Work Culture & Job Satisfaction

Survey Research with A/B Testing

Summary: This research project assesses whether work culture in terms of levels of employee engagement, influence anticipated job satisfaction. This is an interesting and important question in this day and age as work culture is shifting, with a lot of it moving to a hybrid or remote model. Our findings show that employees prefer higher frequency of engagement, independent of whether it is during paid-hours or after paid-hours.

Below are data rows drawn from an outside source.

PR #10667, opened 2025-06-18
fix(): nested duplicated clipPath causes infinite recursion

### LINKED ISSUE #10659: [Bug]: nested duplicated clipPath causes infinite recursion
### CheckList

### Version

6.6.4

Chrome

None

### Link To Reproduction

https://codesandbox.io/p/devbox/fabric-vanillajs-sandbox-forked-hnqz4y

### Steps To Reproduce

1. Open the reproduction
2. Click the "Load Good SVG" button, the SVG will be loaded smoothly
3. Click the "Load BAD SVG" button, the page will get stuck (you can see the animation stop) and crash after a while

### Expected Behavior

The "BAD SVG" can also be loaded successfully. 

### Actual Behavior

The infinite recursion inside fabric.js cause the web page crashed.

```bash
No logs will produces, but the calling stack is: `loadSVGFromString -> parseSVGDocument-> ElementsParser#parse -> ElementsParser#createObject -> ElementsParser#resolveClipPath -> ElementsParser#resolveClipPath -> ElementsParser#resolveClipPath -> ElementsParser#resolveClipPath ...` (stuck in infinite recursion).
```

Smrtnyk:
fixes #10659

### DIFF
--- a/src/parser/elements_parser.ts
+++ b/src/parser/elements_parser.ts
@@ -96,9 +96,19 @@ export class ElementsParser {
 
   extractPropertyDefinition(
     obj: NotParsedFabricObject,
+    property: 'fill' | 'stroke',
+    storage: Record<string, SVGGradientElement>,
+  ): { def: SVGGradientElement; id: string } | undefined;
+  extractPropertyDefinition(
+    obj: NotParsedFabricObject,
+    property: 'clipPath',
+    storage: Record<string, Element[]>,
+  ): { def: Element[]; id: string } | undefined;
+  extractPropertyDefinition(
+    obj: NotParsedFabricObject,
     property: 'fill' | 'stroke' | 'clipPath',
     storage: Record<string, StorageType[typeof property]>,
-  ): StorageType[typeof property] | undefined {
+  ): { def: StorageType[typeof property]; id: string } | undefined {
     const value = obj[property]!,
       regex = this.regexUrl;
     if (!regex.test(value)) {
@@ -110,7 +120,7 @@ export class ElementsParser {
     const id = regex.exec(value)![1];
     regex.lastIndex = 0;
     // @todo fix this
-    return storage[id];
+    return { def: storage[id], id };
   }
 
   resolveGradient(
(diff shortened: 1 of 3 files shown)


Smrtnyk:
the unit test I added hangs on vitest without the fix

src/parser/elements_parser.ts
```diff
@@ -122,10 +132,10 @@ export class ElementsParser {
       obj,
       property,
       this.gradientDefs,
-    ) as SVGGradientElement;
+    );
     if (gradientDef) {
       const opacityAttr = el.getAttribute(property + '-opacity');
-      const gradient = Gradient.fromElement(gradientDef, obj, {
+      const gradient = Gradient.fromElement(gradientDef.def, obj, {
```
asturur, line 138: if we are using gradientDef.def, the if condition above needs to check for that.

Smrtnyk: good catch will add few more unit tests

Smrtnyk: I pushed new commit, please recheck

asturur:
I m not sure how this fix works.
We need more svg examples to be sure this is a fix.
i didn't check why it was recursively looping on itself.
If it was for the clippath.clippath reason, i do not think this fix can work for real use case scenario outside this simeple one. We need to build a better use case to test and be sure legit use cases are rendered correctly.

I didn't dig in the code when i checked this issue, but my impression was that i would have had to duplicate the double referenced clipPath with a clone of itself in order to avoid the infinite recursion

Smrtnyk:
> I m not sure how this fix works. We need more svg examples to be sure this is a fix. i didn't check why it was recursively looping on itself. If it was for the clippath.clippath reason, i do not think this fix can work for real use case scenario outside this simeple one. We need to build a better use case to test and be sure legit use cases are rendered correctly.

Background & Role: I conducted this research part of my NYU Psychology course: Lab in Social and Organisational Psychology in October 2021 with two classmates. My role was to design the survey, conduct the statistical analysis on SPSS. My classmates conducted a literature review and synthesised the findings.

Demonstrated Skills

Survey Design

We used Qualtrics to create a survey.
We were able to obtain 72 participants using an opportunity sample and between-subject design.

Statistical Analysis

We used SPSS to analyse data collected with the Qualtrics Survey. We conducted an ANOVA calculation as well as testing for the effect size and Cronbach's alpha.
Our results were statistically significant for one independent variable of frequency of employee engagement.

A/B Testing

We conducted a multi-variant A/B test to compare the responses to 4 different scenarios of work culture to understand which version would be the most preferred.